***** Task data *****

PR #769, opened 2016-08-05
Implement Neubot's DASH test

bassosimone:
Supersedes #572


include/measurement_kit/mlabns/mlabns.hpp
```diff
@@ -19,6 +19,8 @@ MK_DEFINE_ERR(MK_ERR_MLABNS(0), InvalidPolicyError, "")
 MK_DEFINE_ERR(MK_ERR_MLABNS(1), InvalidAddressFamilyError, "")
 MK_DEFINE_ERR(MK_ERR_MLABNS(2), InvalidMetroError, "")
 MK_DEFINE_ERR(MK_ERR_MLABNS(3), InvalidToolNameError, "")
+MK_DEFINE_ERR(MK_ERR_MLABNS(4), TooManyNegotiationsError, "")
+MK_DEFINE_ERR(MK_ERR_MLABNS(5), NegativeTimeError, "")
```
bassosimone: Note to self: these should be moved into the neubot namespace

example/neubot/dash.cpp
```diff
@@ -0,0 +1,52 @@
...
+#include <string>
+#include <unistd.h>
+
+using namespace mk;
+using namespace mk::neubot::negotiate;
+using namespace mk::net;
+using namespace mk::http;
+
+static const char *kv_usage =
+    "usage: ./example/http/dash [-vn] [-a address]\n";
```
bassosimone: Note to self: the address should be passed as the first argument

example/neubot/dash.cpp
```diff
@@ -0,0 +1,52 @@
...
+#include <measurement_kit/http.hpp>
+#include <measurement_kit/neubot.hpp>
+#include <stdlib.h>
+#include <string>
+#include <unistd.h>
+
+using namespace mk;
+using namespace mk::neubot::negotiate;
+using namespace mk::net;
+using namespace mk::http;
```
bassosimone: Note to self: do not import too much from namespaces to increase readability

example/neubot/dash.cpp
```diff
@@ -0,0 +1,52 @@
...
+            break;
+        default:
+            std::cout << kv_usage;
+            exit(1);
+        }
+    }
+
+    loop_with_initial_event([=]() {
+        run([=](Error error) {
+            debug("Error: %d", (int) error);
```
bassosimone: Note to self: this must be `error.code`

bassosimone:
[There is a memory leak](https://circleci.com/api/v1.1/project/github/measurement-kit/measurement-kit/641/output/9/0?file=true) that needs to be investigated.

include/measurement_kit/mlabns/mlabns.hpp
bassosimone: Actually there are redundant and they should be removed.

bassosimone:
Hmm, there is this memory leak that I really don't understand and cannot reproduce locally using a xenial Vagrant box. I have enabled build for this branch using gitlab to see whether this helps me understand what is actually going on. I am reluctant to disable checking for leaks and other memory errors using Valgrind or to create a suppression for this issue. For now, I'll put this pull request again "on hold" and remove it from the things to be implemented in 0.3.0. We'll see.

src/libmeasurement_kit/neubot/negotiate_impl.hpp
```diff
@@ -0,0 +1,213 @@
...
+}
+
+template <MK_MOCK_NAMESPACE(http, request_sendrecv)>
+void loop_negotiate(Var<Transport> transport, Callback<Error> cb,
+                    Settings settings, Var<Reactor> reactor, Var<Logger> logger,
+                    int iteration = 0) {
+
+    std::array<int, 20> DASH_RATES{{100,  150,  200,  250,  300,   400,  500,
+                                    700,  900,  1200, 1500, 2000,  2500, 3000,
+                                    4000, 5000, 6000, 7000, 10000, 20000}};
```
bassosimone: Note to self: the array is duplicate.

src/libmeasurement_kit/neubot/negotiate_impl.hpp
```diff
@@ -0,0 +1,213 @@
...
+    settings["http/path"] = "/collect/dash";
+
+    request_sendrecv(
+        transport, settings,
+        {
+            {"Content-Type", "application/json"}, {"Authorization", auth},
+        },
+        body,
+        [=](Error error, Var<Response> res) {
+            if (error || (res->status_code != 200)) {
```
bassosimone: Note to self:

- `res` in theory *may* be `nullptr`
- we don't close the connection in this code path

src/libmeasurement_kit/neubot/negotiate_impl.hpp
```diff
@@ -0,0 +1,213 @@
...
+
+    request_sendrecv(
+        transport, settings,
+        {
+            {"Content-Type", "application/json"}, {"Authorization", ""},
+        },
+        body,
+        [=](Error error, Var<Response> res) {
+            if (error || (res->status_code != 200)) {
+                std::cout << "Error: " << (int)error;
```
bassosimone: Also here we should deal with:

- res that might be nullptr
- making sure we close connection
- logging on stdout

src/libmeasurement_kit/neubot/negotiate_impl.hpp
```diff
@@ -0,0 +1,213 @@
...
+                cb(HttpRequestFailedError());
+                return;
+            }
+
+            auto respbody = nlohmann::json::parse(res->body);
```
bassosimone: Here this function could fail, tearing down the whole library in such case.

src/libmeasurement_kit/neubot/negotiate_impl.hpp
```diff
@@ -0,0 +1,213 @@
...
+            std::string auth = respbody.at("authorization");
+            auto queue_pos = respbody.at("queue_pos");
+            auto real_address = respbody.at("real_address");
+            int unchoked = respbody.at("unchoked");
```
bassosimone: More code that might fail

src/libmeasurement_kit/neubot/negotiate_impl.hpp
```diff
@@ -0,0 +1,213 @@
...
+
+            // XXX
+            if (unchoked == 0) {
+                reactor->call_soon([=]() {
+                    loop_negotiate(transport, cb, settings, reactor, logger,
+                                   iteration + 1);
+                });
```
bassosimone: TODO: refactor this to avoid the else.

src/libmeasurement_kit/neubot/negotiate_impl.hpp
```diff
@@ -0,0 +1,213 @@
...
+            });
+            return;
+        }
+
+        request_connect(settings,
+                        [=](Error error, Var<Transport> transport) {
+
+                            if (error) {
+                                logger->warn("Error: %d", (int)error);
+                                transport->close([=]() { cb(error); });
```
bassosimone: I am not sure here we should close the transport. It will most likely be `nullptr`.

src/libmeasurement_kit/neubot/negotiate_impl.hpp
```diff
@@ -0,0 +1,213 @@
...
+        s["http/url"] = reply.url;
+
+        if (s["negotiate"] == "false") {
+            dash::run(s, [=](Error error, Var<Entry>) {
+                if (error) {
+                    logger->warn("Error: %d", (int)error);
+                    cb(error);
+                    return;
+                }
+            });
```
bassosimone: This is duplicate code. We can probably avoid it using a lambda.

src/libmeasurement_kit/neubot/dash_impl.hpp
```diff
@@ -0,0 +1,345 @@
...
+namespace mk {
+namespace neubot {
+namespace dash {
+
+const std::vector<int> &dash_rates(); // Implemented in dash.cpp
+
+static inline size_t select_lower_rate_index(int speed_kbit) {
+    size_t rate_index = 0;
+    while (dash_rates()[rate_index] < speed_kbit &&
+           rate_index < dash_rates().size()) {
```
bassosimone: Note to self: maybe here we can cache the return value of `dash_rates()`.

bassosimone: Or maybe we can declare `dash_rates()` to be `constexpr`?

src/libmeasurement_kit/neubot/dash_impl.hpp
```diff
@@ -0,0 +1,345 @@
...
+        rate_index++;
+    }
+    if (rate_index > 0) { // Make sure we don't underflow
+        rate_index -= 1;
+    }
```
bassosimone: Here we can maybe add an assert on the value of `rate_index`, just in case.

src/libmeasurement_kit/neubot/dash_impl.hpp
```diff
@@ -0,0 +1,345 @@
...
+
+template <MK_MOCK_AS(http::request_send, http_request_send),
+          MK_MOCK_AS(http::request_recv_response, http_request_recv_response)>
+void run_loop_(Var<net::Transport> txp, int speed_kbit, std::string auth_token,
+               Var<report::Entry> entry, Settings settings,
+               Var<Reactor> reactor, Var<Logger> logger, Callback<Error> cb,
+               int iteration = 1) {
+
+    if (iteration > DASH_MAX_ITERATIONS) {
+        logger->debug("dash: completed all iterations");
```
bassosimone: Note to self: I should probably use the logger's progress mechanism for the dash test.

src/libmeasurement_kit/neubot/dash_impl.hpp
```diff
@@ -0,0 +1,345 @@
+// Part of measurement-kit <https://measurement-kit.github.io/>.
+// Measurement-kit is free software. See AUTHORS and LICENSE for more
+// information on the copying conditions.
+#ifndef SRC_LIBMEASUREMENT_KIT_NEUBOT_DASH_IMPL_HPP
+#define SRC_LIBMEASUREMENT_KIT_NEUBOT_DASH_IMPL_HPP
+
```
bassosimone: Note to self: here we should probably add a reference to the paper with the methodology.

src/libmeasurement_kit/neubot/dash_impl.hpp
```diff
@@ -0,0 +1,345 @@
...
+    if (iteration > DASH_MAX_ITERATIONS) {
+        logger->debug("dash: completed all iterations");
+        cb(NoError());
+        return;
+    }
+
+    size_t rate_index = select_lower_rate_index(speed_kbit);
+    int rate_kbit = dash_rates()[rate_index];
+    int count = ((rate_kbit * 1000) / 8) * DASH_SECONDS;
```
bassosimone: Note to self: it would probably be best to explain what these three lines do.

src/libmeasurement_kit/neubot/dash_impl.hpp
```diff
@@ -0,0 +1,345 @@
...
+            {"Authorization", auth_token},
+        },
+        "", [=](Error error, Var<http::Request> req) {
+            if (error) {
+                logger->warn("dash: request failed: %s",
+                             error.explain().c_str());
+                cb(error);
+                return;
+            }
+            assert(!!req);
```
bassosimone: TODO: make sure that it cannot happen that `req` is `nullptr`. And possibly also document which is the expected behaviour in the HTTP library. I've added this assert because that is what I would expect but have not checked yet.

src/libmeasurement_kit/neubot/dash_impl.hpp
```diff
@@ -0,0 +1,345 @@
...
+                                     error.explain().c_str());
+                        cb(http::HttpRequestFailedError());
+                        return;
+                    }
+                    res->request = req;
+                    double length = res->body.length();
+                    double time_elapsed = mk::time_now() - saved_time;
+                    if (time_elapsed <= 0) { // For robustness
+                        logger->warn("dash: invalid time error");
+                        cb(InvalidTimeError());
```
bassosimone: This error can probably have a better name

src/libmeasurement_kit/neubot/dash_impl.hpp
```diff
@@ -0,0 +1,345 @@
...
+                        {"iteration", iteration},
+                        //{"platform", sys.platform}
+                        {"rate", rate_kbit},
+                        //{"real_address", self.parent.real_address}
+                        //{"received", received}
+                        //{"remote_address", stream.peername[0]}
+                        //{"request_ticks", self.saved_ticks}
+                        //{"timestamp", mk::time_now}
+                        //{"uuid", self.conf.get("uuid")}
+                        {"version", MEASUREMENT_KIT_VERSION}});
```
bassosimone: We should probably add a field in the spec that says we're running MK.

src/libmeasurement_kit/neubot/dash_impl.hpp
```diff
@@ -0,0 +1,345 @@
...
+                    res->request = req;
+                    double length = res->body.length();
+                    double time_elapsed = mk::time_now() - saved_time;
+                    if (time_elapsed <= 0) { // For robustness
+                        logger->warn("dash: invalid time error");
+                        cb(InvalidTimeError());
+                        return;
+                    }
+                    // TODO: we should fill all the required fields
+                    (*entry)["receiver_data"].push_back(report::Entry{
```
bassosimone: I should probably write a OONI specification for this test saying exactly what should be saved by the OONI collector (the entry here should be what is saved by Neubot).

src/libmeasurement_kit/neubot/dash_impl.hpp
```diff
@@ -0,0 +1,345 @@
...
+                        //{"timestamp", mk::time_now}
+                        //{"uuid", self.conf.get("uuid")}
+                        {"version", MEASUREMENT_KIT_VERSION}});
+                    double speed = length / time_elapsed;
+                    double s_k = (speed * 8) / 1000;
+                    logger->info("[%d/%d] rate: %d kbit/s, speed: %.2f "
+                                 "kbit/s, elapsed: %.2f s",
+                                 iteration, DASH_MAX_ITERATIONS, rate_kbit, s_k,
+                                 time_elapsed);
+                    if (time_elapsed > DASH_SECONDS) {
```
bassosimone: This part where we scale down the speed significantly when we think that there was congestion had been criticised during the review and was introduced under the assumption that Neubot was a background tool, but there are also use cases where we run in the foreground. I think it should be on by default to be compatible with Neubot but, moving forward, it should probably be off by default and we should have a bit into the results that indicates whether this was ON or OFF.

src/libmeasurement_kit/neubot/dash_impl.hpp
```diff
@@ -0,0 +1,345 @@
...
+              Settings settings, Var<Reactor> reactor, Var<Logger> logger,
+              Callback<Error> cb) {
+    settings["http/url"] = url;
+    settings["http/method"] = "GET";
+    logger->info("Start dash test with: %s", url.c_str());
+    http_request_connect(
+        settings,
+        [=](Error error, Var<net::Transport> txp) {
+            if (error) {
+                assert(!txp);
```
bassosimone: Verify that this assertion is what we really expect and possibly document this.

src/libmeasurement_kit/neubot/dash_impl.hpp
```diff
@@ -0,0 +1,345 @@
...
+                logger->warn("dash: cannot connect to server: %s",
+                             error.explain().c_str());
+                cb(error);
+                return;
+            }
+            // Note: from now on, we own `txp`
+            assert(txp);
```
bassosimone: Maybe write this as `assert(!!txp)`?

src/libmeasurement_kit/neubot/dash_impl.hpp
```diff
@@ -0,0 +1,345 @@
...
+            callback(NoError(), auth);
+        },
+        reactor, logger);
+}
+
+template <MK_MOCK_AS(http::request_sendrecv, http_request_sendrecv)>
+void collect_(Var<net::Transport> txp, Var<report::Entry> entry,
+              std::string auth, Settings settings, Var<Reactor> reactor,
+              Var<Logger> logger, Callback<Error> cb) {
+    std::string body = entry->dump();
```
bassosimone: Problem: the original format of the entry was exactly the one of Neubot. Then I have basically modified it such that, now, what we send is not what Neubot would except. I guess here what we should dump is the specific key that contains the list of results rather than the whole object.

src/libmeasurement_kit/neubot/dash_impl.hpp
```diff
@@ -0,0 +1,345 @@
...
+}
+
+template <MK_MOCK_AS(http::request_connect, http_request_connect),
+          MK_MOCK_AS(http::request_sendrecv, http_request_sendrecv_negotiate),
+          MK_MOCK_AS(http::request_sendrecv, http_request_sendrecv_collect)>
+void negotiate_with_(std::string url, Var<report::Entry> entry,
+                     Settings settings, Var<Reactor> reactor,
+                     Var<Logger> logger, Callback<Error> cb) {
+    logger->info("Negotiating with: %s", url.c_str());
+    settings["http/url"] = url;
```
bassosimone: For robustness here we should also probably set the method explicitly

src/libmeasurement_kit/neubot/dash_impl.hpp
```diff
@@ -0,0 +1,345 @@
...
+}
+
+template <MK_MOCK_AS(mlabns::query, mlabns_query)>
+void negotiate_impl(Var<report::Entry> entry, Settings settings,
+                    Var<Reactor> reactor, Var<Logger> logger,
+                    Callback<Error> cb) {
+    if (settings.find("url") != settings.end()) {
+        negotiate_with_(settings["url"], entry, settings, reactor, logger, cb);
+        return;
+    }
```
bassosimone: Note: I think that, on Neubot, we usually specify address and port rather than a URL, so perhaps here it would be much better to have in input address and port rather than URL as well. (Also, the command line should be modified such that it is possible to pass address and port.)

src/measurement_kit/cmd/dash.cpp
```diff
@@ -0,0 +1,35 @@
...
+        }
+    }
+    argc -= optind, argv += optind;
+    if (argc > 1) {
+        fprintf(stderr, "%s\n", USAGE);
+        exit(1);
+        /* NOTREACHED */
+    }
+    if (argc == 1) {
+        test.set_options("url", argv[0]);
```
bassosimone: This usage is probably broken because the code expects a URL not a hostname (to be tested).

test/neubot/dash.cpp
```diff
@@ -0,0 +1,39 @@
+#define CATCH_CONFIG_MAIN
```
bassosimone: TODO: make sure that tests cover all possible errors and are up-to-date with respect to changes in the code (I am not even sure whether currently these tests compile cleanly).

bassosimone:
This diff now looks good to me. I'll merge it into the integration branch as soon as travis is okay.

Cc: @hellais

*****

**Work task:** What is needed is a verbatim copy of every line in the records above from the one containing "bassosimone: Note to self: I should" down to the one containing "bassosimone: Note to self: here", both included, and nothing more.

**Reply:**
bassosimone: Note to self: I should probably use the logger's progress mechanism for the dash test.

src/libmeasurement_kit/neubot/dash_impl.hpp
```diff
@@ -0,0 +1,345 @@
+// Part of measurement-kit <https://measurement-kit.github.io/>.
+// Measurement-kit is free software. See AUTHORS and LICENSE for more
+// information on the copying conditions.
+#ifndef SRC_LIBMEASUREMENT_KIT_NEUBOT_DASH_IMPL_HPP
+#define SRC_LIBMEASUREMENT_KIT_NEUBOT_DASH_IMPL_HPP
+
```
bassosimone: Note to self: here we should probably add a reference to the paper with the methodology.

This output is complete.